After initially being planned as a narrow-gauge railway from Münster to Telgte, a standard-gauge railway was built from Münster via Warendorf and Rheda to Lippstadt. Services began operating between Munster and Warendorf on 10 February 1887 and from Warendorf to Rheda on 25 June 1887.

In the early 1980s, Deutsche Bundesbahn wanted to close sections of the line because of its inefficiency. However, Peter Strüber und Jochen Sänger of Rheda-Wiedenbrück thwarted this with a cross-party political and local alliance.

Until the timetable change of December 2013, the line was operated by NordWestBahn, but it is now operated by eurobahn.
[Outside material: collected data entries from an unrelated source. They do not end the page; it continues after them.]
PR #579, opened 2025-06-30
perf: improve data source listing

linhr:


crates/sail-object-store/src/layers/logging.rs
```diff
@@ -0,0 +1,138 @@
...
+}
+
+impl fmt::Display for LoggingObjectStore {
+    fn fmt(&self, f: &mut fmt::Formatter<'_>) -> fmt::Result {
+        write!(f, "LoggingObjectStore({})", self.inner)
+    }
+}
+
+#[async_trait::async_trait]
+impl ObjectStore for LoggingObjectStore {
```
shehabgamin, line 32: Love how simple and clever this is!

PR #582, opened 2025-06-30
feat: string split to array by delim function

### LINKED ISSUE #572: Split function parity in case of just split by delimiter
The overall definition of `split` function in spark is really hard to implement:
https://spark.apache.org/docs/latest/api/sql/index.html#split

But one basic case of split function is super easy to implement
This is when we provide a simple string as delimiter and not regex
And just want to split all text to array of elements by delimiter

As a user, I think this is also the most used one. Never used any other cases of this function

This case can work for a long time while the whole solution is not done yet
Please let me know if it is OK, then I will do a pull request

```python
spark = SparkSession.builder.appName("split_example").getOrCreate()

one = spark.sql("SELECT split('a,b,c,d,e,', ',')").toArrow()
two = spark.sql("SELECT split('a12b12c12d1e12', '12')").toArrow()
print("one:", one)
print("two:", two)
```

```
one: pyarrow.Table
split(a,b,c,d,e,, ,, -1): list<element: string not null> not null
  child 0, element: string not null
----
split(a,b,c,d,e,, ,, -1): [[["a","b","c","d","e",""]]]

two: pyarrow.Table
split(a12b12c12d1e12, 12, -1): list<element: string not null> not null
  child 0, element: string not null
----
split(a12b12c12d1e12, 12, -1): [[["a","b","c","d1e",""]]]
```

SparkApplicationMaster:
Implementation of basic spark split function usecase:
Given str1 and str2, split str1 to array of strings using str2 as delimiter

Doesn't provide full feature parity with https://spark.apache.org/docs/latest/api/sql/index.html#split
And doesn't pass any doctests
But is still useful for splitting string by delim to array of strings, and this works like in vanilla spark

Usage:
```python

server = SparkConnectServer()
server.start()

one = spark.sql("SELECT split('a,b,c,d,e,', ',')").toArrow()
two = spark.sql("SELECT split('a12b12c12d1e12', '12')").toArrow()
print("one:", one)
print("two:", two)
```
```
one: pyarrow.Table
split(a,b,c,d,e,, ,): list<element: string>
  child 0, element: string
----
split(a,b,c,d,e,, ,): [[["a","b","c","d","e",""]]]
two: pyarrow.Table
split(a12b12c12d1e12, 12): list<element: string>
  child 0, element: string
----
split(a12b12c12d1e12, 12): [[["a","b","c","d1e",""]]]
```

Closes #572

### DIFF
--- a/crates/sail-plan/src/function/scalar/string.rs
+++ b/crates/sail-plan/src/function/scalar/string.rs
@@ -5,6 +5,7 @@ use datafusion::functions;
 use datafusion::functions::expr_fn;
 use datafusion::functions::regex::regexpcount::RegexpCountFunc;
 use datafusion::functions::string::contains::ContainsFunc;
+use datafusion::functions_array::string::string_to_array;
 use datafusion_common::ScalarValue;
 use datafusion_expr::{expr, lit, ExprSchemable, ScalarUDF};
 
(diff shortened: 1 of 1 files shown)


linhr (approved):
This is nice! Thanks!

PR #1119, opened 2025-12-11
feat: more attributes and definitions for execution metrics

linhr:
This is a follow-up of #1116.

1. Define more attributes for metrics.
2. Define metrics for various execution plans and implement metric emitters. Add unit tests to ensure that we're aware of metric set changes in DataFusion in the future.

Some of the metrics for join operations are not emitted yet due to upstream blockers being addressed in this PR: <https://github.com/apache/datafusion/pull/19283>.

### DIFF
--- a/crates/sail-telemetry/src/execution/metrics/default.rs
+++ b/crates/sail-telemetry/src/execution/metrics/default.rs
@@ -92,3 +92,32 @@ impl MetricEmitter for DefaultMetricEmitter {
         MetricHandled::Yes
     }
 }
+
+#[cfg(test)]
+mod tests {
+    use std::sync::Arc;
+
+    use datafusion::arrow::datatypes::{DataType, Field, Schema};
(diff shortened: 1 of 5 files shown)


crates/sail-execution/src/worker/actor/handler.rs
```diff
@@ -331,7 +332,14 @@ impl WorkerActor {
...
             DisplayableExecutionPlan::new(plan.as_ref()).indent(true)
         );
-        let plan = trace_execution_plan(plan)?;
+        let options = TracingExecOptions {
+            metric_registry: global_metric_registry(),
+            job_id: None, // TODO: propagate job ID
+            task_id: Some(task_id.into()),
+            task_attempt: Some(attempt),
+            operator_id: None,
+        };
```
lonless9, line 341: Yeah we can subsequently integrate the job ID transmission across the driver, worker and tracing layers.

PR #1127, opened 2025-12-13
feat: document compatibility check and update support status

keen85:
This is a follow-up of https://github.com/lakehq/sail/pull/1075.
It adds documentation for the compatibility check feature and updates which PySpark functions are supported currently.
Also the meta information on which PySpark functionalities are supported by Sail were extensively refined.

### DIFF
--- a/python/pysail/data/compatibility/functions/scalar/array.json
+++ b/python/pysail/data/compatibility/functions/scalar/array.json
@@ -23,7 +23,7 @@
     "module": "pyspark.sql.functions",
     "function": "array_contains_all",
     "status": "supported",
-    "note": "not part of Apache Spark SQL or PySpark; sail exclusive"
+    "note": "Sail exclusive; not available in PySpark or Spark SQL"
   },
   {
     "module": "pyspark.sql.functions",


python/pysail/data/compatibility/dataframe.json
```diff
@@ -1,102 +1,393 @@
...
   {
     "module": "pyspark.sql.DataFrame",
-    "function": "show",
-    "status": "supported"
+    "function": "approxQuantile",
+    "status": "not supported"
+  },
+  {
+    "module": "pyspark.sql.DataFrame",
+    "function": "cache",
```
keen85, line 19: @shehabgamin what is the status here?
I know, that `df.cache()` does not fail in Sail; but does it actually do something?

shehabgamin: `df.cache()` is planned but not supported atm. Strange that it does not fail.

keen85: @shehabgamin, thanks for clarification.
In this case I actually appreciate, that it does not fail, because this would block Sail adoption.

There are other operations (e.g. [`checkpoint`](https://spark.apache.org/docs/latest/api/python/reference/pyspark.sql/api/pyspark.sql.DataFrame.checkpoint.html), [`localCheckpoint`](https://spark.apache.org/docs/latest/api/python/reference/pyspark.sql/api/pyspark.sql.DataFrame.localCheckpoint.html), [`broadcast`](https://spark.apache.org/docs/latest/api/python/reference/pyspark.sql/api/pyspark.sql.functions.broadcast.html#)) where simply ignoring the operation at runtime until it is implemented would be acceptable in my eyes. It would allow more users to adopt Sail - without changing their code.

But this should be some **general decision**, how to handle this and maybe to log some warning at runtime but not raising an exception.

In December 2016, the Warendorf-Einen/Müssingen halt was completed in the Warendorf urban area and the Raestrup-Everswinkel station was closed. The tracks in the area of the station had to be re-routed to create sufficient space for the new level crossing safety system.

=== Rheda Railway ===

The "Rheda Railway" (Rhedaer Bahn) refers to the line from Rheda via Wiedenbrück, Langenberg, Bad Waldliesborn to Lippstadt. The last passenger train ran on the line on 30 November 1979. The transport of freight between Langenberg and Lippstadt was abandoned on 16 June 1983 and the track was dismantled in 1985. Freight traffic ended between Wiedenbrück Süd and Langenberg on 1 December 1994 and the section was closed on 30 November 1995. Freight traffic was abandoned on the remaining part of the line on 31 December 2000 and the line was closed on 1 May 2001. Since 2006, the Westfälische Localbahn (Westphalian Local Railway) has tried to reactivate the line as a museum railway, although the line is not currently licensed for rail operations by the Federal Railway Authority. The city of Rheda-Wiedenbrück built a cycle path on the old route in 2009. Parts of the line have now been dismantled.

== Route ==

A large part of the line runs along federal highway 64. A variety of mostly ungated level crossings means that there is a low line speed of up to 60 km/h. Shortly before Rheda-Wiedenbrück station the Warendorf Railway passes under the Hamm–Minden Railway and thus does not connect to its passenger tracks, but has its own platform on the freight tracks, so that it to could connect with the Rheda Railway without crossing the main line on the level.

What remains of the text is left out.